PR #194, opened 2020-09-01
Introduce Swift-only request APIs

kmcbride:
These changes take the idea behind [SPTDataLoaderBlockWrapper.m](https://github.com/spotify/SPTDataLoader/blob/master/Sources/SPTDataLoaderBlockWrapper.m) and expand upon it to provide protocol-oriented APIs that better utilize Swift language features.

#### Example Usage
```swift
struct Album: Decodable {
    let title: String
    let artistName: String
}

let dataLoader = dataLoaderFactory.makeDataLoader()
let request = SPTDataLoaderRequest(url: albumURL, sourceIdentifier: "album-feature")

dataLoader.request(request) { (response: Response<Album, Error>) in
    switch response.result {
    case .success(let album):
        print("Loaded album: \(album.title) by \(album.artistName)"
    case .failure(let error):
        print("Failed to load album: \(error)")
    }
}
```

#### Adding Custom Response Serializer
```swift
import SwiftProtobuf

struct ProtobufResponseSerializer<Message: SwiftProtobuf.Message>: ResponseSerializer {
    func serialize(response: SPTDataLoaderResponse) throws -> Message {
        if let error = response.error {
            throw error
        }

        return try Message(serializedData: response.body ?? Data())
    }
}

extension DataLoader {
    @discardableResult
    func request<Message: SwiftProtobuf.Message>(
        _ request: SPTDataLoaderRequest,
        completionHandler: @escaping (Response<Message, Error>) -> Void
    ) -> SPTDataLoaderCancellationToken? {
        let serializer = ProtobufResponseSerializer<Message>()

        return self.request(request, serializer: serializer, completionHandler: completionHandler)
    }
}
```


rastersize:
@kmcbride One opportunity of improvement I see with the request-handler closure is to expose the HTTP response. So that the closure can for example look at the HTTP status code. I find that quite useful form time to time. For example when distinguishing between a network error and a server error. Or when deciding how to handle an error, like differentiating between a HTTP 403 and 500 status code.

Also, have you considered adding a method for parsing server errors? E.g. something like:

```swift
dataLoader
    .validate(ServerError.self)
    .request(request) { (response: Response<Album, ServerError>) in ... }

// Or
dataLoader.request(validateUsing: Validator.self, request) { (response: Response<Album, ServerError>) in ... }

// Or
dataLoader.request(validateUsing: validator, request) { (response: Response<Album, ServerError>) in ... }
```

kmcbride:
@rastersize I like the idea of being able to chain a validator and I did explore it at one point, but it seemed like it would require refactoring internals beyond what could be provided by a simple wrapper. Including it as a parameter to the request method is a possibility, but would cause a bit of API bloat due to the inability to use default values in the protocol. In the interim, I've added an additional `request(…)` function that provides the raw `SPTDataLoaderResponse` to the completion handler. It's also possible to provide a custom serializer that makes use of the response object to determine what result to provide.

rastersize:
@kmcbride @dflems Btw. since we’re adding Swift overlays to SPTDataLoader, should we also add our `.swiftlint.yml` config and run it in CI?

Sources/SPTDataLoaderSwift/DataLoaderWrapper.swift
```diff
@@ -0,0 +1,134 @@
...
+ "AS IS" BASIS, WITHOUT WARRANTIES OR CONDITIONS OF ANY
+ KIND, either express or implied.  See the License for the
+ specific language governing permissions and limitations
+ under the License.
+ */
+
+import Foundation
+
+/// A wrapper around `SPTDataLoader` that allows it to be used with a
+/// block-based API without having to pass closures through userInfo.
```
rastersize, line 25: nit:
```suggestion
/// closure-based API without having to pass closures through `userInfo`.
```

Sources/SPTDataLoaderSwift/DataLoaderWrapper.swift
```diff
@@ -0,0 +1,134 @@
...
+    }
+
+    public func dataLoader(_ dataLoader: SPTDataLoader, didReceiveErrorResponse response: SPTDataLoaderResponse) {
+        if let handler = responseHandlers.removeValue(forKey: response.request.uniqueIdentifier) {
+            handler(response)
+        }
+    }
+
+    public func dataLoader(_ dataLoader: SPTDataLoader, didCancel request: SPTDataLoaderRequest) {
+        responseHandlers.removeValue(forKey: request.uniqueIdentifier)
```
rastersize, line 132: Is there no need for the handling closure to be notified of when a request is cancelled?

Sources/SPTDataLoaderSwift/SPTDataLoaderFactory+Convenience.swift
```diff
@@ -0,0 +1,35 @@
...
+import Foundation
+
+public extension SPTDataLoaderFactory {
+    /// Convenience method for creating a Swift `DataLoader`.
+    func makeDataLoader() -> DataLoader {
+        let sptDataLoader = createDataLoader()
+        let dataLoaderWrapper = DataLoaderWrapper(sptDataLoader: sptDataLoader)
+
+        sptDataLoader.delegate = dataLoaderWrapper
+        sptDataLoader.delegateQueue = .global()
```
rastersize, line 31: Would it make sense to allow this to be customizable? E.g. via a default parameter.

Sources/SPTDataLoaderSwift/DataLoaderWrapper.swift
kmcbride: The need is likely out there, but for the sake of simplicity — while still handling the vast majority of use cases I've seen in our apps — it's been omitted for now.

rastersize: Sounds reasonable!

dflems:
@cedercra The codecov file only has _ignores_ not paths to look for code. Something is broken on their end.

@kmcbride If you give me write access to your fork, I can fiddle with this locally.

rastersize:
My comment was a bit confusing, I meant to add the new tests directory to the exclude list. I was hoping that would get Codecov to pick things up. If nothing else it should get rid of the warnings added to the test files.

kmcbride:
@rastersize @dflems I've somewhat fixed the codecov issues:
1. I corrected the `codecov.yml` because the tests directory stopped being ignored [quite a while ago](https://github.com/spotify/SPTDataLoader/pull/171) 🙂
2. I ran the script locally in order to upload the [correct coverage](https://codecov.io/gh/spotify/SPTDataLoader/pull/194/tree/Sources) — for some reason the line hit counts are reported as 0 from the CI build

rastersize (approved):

*****

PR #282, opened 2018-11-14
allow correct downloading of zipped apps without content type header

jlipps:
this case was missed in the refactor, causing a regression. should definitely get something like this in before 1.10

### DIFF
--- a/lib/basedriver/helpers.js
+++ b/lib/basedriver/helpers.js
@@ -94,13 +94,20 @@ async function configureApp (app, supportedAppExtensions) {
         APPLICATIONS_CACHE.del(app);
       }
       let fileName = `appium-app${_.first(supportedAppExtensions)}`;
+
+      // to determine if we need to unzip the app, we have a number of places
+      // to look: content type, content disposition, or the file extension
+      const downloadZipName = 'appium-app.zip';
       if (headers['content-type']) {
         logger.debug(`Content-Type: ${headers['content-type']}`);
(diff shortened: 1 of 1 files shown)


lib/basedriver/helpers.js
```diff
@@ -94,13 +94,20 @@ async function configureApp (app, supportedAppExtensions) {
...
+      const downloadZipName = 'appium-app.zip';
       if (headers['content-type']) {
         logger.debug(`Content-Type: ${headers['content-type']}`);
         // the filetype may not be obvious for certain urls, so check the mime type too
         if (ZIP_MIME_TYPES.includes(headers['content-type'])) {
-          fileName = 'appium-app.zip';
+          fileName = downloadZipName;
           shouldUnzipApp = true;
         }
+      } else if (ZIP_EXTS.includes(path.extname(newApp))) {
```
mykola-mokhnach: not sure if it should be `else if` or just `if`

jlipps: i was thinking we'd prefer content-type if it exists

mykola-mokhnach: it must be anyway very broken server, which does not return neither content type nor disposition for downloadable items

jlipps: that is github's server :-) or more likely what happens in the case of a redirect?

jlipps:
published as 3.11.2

*****

Task statement.
Where a line of the records above holds the word "likely", copy that line.

Completed task.
kmcbride: The need is likely out there, but for the sake of simplicity — while still handling the vast majority of use cases I've seen in our apps — it's been omitted for now.
jlipps: that is github's server :-) or more likely what happens in the case of a redirect?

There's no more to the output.